→ About this task
Copy the records below word for word. Stop after the line that contains "First, allows us".

• • • • •

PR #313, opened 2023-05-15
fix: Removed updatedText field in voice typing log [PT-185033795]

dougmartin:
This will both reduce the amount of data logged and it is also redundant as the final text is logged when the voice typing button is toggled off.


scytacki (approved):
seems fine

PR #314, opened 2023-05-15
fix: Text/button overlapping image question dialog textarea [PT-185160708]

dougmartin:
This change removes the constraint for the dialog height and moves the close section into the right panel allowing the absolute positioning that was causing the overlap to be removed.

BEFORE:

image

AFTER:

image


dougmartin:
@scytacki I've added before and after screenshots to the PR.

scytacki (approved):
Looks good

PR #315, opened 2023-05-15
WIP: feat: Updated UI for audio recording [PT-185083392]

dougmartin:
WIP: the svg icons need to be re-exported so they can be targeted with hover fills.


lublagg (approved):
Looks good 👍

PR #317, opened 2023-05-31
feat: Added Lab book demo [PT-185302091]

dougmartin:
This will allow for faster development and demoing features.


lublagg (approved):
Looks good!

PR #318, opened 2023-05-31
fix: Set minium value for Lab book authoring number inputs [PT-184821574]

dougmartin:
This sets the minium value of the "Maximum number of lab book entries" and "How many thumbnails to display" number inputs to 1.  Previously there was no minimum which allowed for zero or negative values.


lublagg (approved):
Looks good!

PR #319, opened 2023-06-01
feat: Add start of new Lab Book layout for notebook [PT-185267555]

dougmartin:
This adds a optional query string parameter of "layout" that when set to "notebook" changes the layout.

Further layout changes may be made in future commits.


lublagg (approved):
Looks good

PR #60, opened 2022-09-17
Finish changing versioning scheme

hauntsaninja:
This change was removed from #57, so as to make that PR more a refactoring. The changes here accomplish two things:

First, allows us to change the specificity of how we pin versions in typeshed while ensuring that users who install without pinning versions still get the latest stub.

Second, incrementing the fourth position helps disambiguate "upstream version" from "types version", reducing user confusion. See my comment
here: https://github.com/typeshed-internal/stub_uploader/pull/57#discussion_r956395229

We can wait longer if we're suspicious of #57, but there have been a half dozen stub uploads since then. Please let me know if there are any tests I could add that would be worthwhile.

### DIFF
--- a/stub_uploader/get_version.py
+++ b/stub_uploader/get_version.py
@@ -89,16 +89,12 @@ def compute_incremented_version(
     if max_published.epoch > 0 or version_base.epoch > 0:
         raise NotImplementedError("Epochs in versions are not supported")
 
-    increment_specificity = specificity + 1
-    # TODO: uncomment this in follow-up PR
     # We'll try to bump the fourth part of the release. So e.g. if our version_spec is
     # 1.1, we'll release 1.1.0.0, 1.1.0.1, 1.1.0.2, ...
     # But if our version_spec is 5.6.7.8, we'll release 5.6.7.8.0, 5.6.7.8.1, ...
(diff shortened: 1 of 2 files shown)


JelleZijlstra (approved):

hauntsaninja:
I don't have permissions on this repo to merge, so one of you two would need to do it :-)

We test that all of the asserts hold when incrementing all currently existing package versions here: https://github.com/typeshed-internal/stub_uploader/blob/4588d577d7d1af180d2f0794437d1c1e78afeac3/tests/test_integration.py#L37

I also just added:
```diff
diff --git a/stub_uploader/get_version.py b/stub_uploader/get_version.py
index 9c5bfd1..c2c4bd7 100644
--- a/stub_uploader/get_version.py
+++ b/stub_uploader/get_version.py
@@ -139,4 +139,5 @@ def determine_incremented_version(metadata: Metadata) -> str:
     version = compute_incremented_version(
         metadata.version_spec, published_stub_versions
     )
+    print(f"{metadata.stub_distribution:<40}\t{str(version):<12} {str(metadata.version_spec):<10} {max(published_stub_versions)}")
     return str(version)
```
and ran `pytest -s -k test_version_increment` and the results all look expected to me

• • • • •

→ Written response
PR #313, opened 2023-05-15
fix: Removed updatedText field in voice typing log [PT-185033795]

dougmartin:
This will both reduce the amount of data logged and it is also redundant as the final text is logged when the voice typing button is toggled off.


scytacki (approved):
seems fine

PR #314, opened 2023-05-15
fix: Text/button overlapping image question dialog textarea [PT-185160708]

dougmartin:
This change removes the constraint for the dialog height and moves the close section into the right panel allowing the absolute positioning that was causing the overlap to be removed.

BEFORE:

image

AFTER:

image


dougmartin:
@scytacki I've added before and after screenshots to the PR.

scytacki (approved):
Looks good

PR #315, opened 2023-05-15
WIP: feat: Updated UI for audio recording [PT-185083392]

dougmartin:
WIP: the svg icons need to be re-exported so they can be targeted with hover fills.


lublagg (approved):
Looks good 👍

PR #317, opened 2023-05-31
feat: Added Lab book demo [PT-185302091]

dougmartin:
This will allow for faster development and demoing features.


lublagg (approved):
Looks good!

PR #318, opened 2023-05-31
fix: Set minium value for Lab book authoring number inputs [PT-184821574]

dougmartin:
This sets the minium value of the "Maximum number of lab book entries" and "How many thumbnails to display" number inputs to 1.  Previously there was no minimum which allowed for zero or negative values.


lublagg (approved):
Looks good!

PR #319, opened 2023-06-01
feat: Add start of new Lab Book layout for notebook [PT-185267555]

dougmartin:
This adds a optional query string parameter of "layout" that when set to "notebook" changes the layout.

Further layout changes may be made in future commits.


lublagg (approved):
Looks good

PR #60, opened 2022-09-17
Finish changing versioning scheme

hauntsaninja:
This change was removed from #57, so as to make that PR more a refactoring. The changes here accomplish two things:

First, allows us to change the specificity of how we pin versions in typeshed while ensuring that users who install without pinning versions still get the latest stub.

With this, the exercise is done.